DESCRIPTION OF THE TASK
Write out all the data again, exactly.
--- DATA TO EXAMINE ---
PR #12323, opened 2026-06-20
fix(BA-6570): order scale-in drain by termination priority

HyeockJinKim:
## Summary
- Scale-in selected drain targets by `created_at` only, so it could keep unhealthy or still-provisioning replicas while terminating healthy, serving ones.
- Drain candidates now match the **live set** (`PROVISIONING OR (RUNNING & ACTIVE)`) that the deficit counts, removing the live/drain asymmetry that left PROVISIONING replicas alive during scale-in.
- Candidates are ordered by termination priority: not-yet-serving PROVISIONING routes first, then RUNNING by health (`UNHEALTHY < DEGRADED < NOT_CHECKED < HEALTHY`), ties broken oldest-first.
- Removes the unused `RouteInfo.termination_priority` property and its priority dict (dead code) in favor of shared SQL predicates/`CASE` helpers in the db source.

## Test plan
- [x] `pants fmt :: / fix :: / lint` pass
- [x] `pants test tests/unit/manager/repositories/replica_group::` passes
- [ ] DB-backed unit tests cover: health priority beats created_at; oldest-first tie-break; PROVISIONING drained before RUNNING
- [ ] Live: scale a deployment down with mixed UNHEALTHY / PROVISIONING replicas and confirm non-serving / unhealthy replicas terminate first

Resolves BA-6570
---
TASK RESPONSE
PR #12323, opened 2026-06-20
fix(BA-6570): order scale-in drain by termination priority

HyeockJinKim:
## Summary
- Scale-in selected drain targets by `created_at` only, so it could keep unhealthy or still-provisioning replicas while terminating healthy, serving ones.
- Drain candidates now match the **live set** (`PROVISIONING OR (RUNNING & ACTIVE)`) that the deficit counts, removing the live/drain asymmetry that left PROVISIONING replicas alive during scale-in.
- Candidates are ordered by termination priority: not-yet-serving PROVISIONING routes first, then RUNNING by health (`UNHEALTHY < DEGRADED < NOT_CHECKED < HEALTHY`), ties broken oldest-first.
- Removes the unused `RouteInfo.termination_priority` property and its priority dict (dead code) in favor of shared SQL predicates/`CASE` helpers in the db source.

## Test plan
- [x] `pants fmt :: / fix :: / lint` pass
- [x] `pants test tests/unit/manager/repositories/replica_group::` passes
- [ ] DB-backed unit tests cover: health priority beats created_at; oldest-first tie-break; PROVISIONING drained before RUNNING
- [ ] Live: scale a deployment down with mixed UNHEALTHY / PROVISIONING replicas and confirm non-serving / unhealthy replicas terminate first

Resolves BA-6570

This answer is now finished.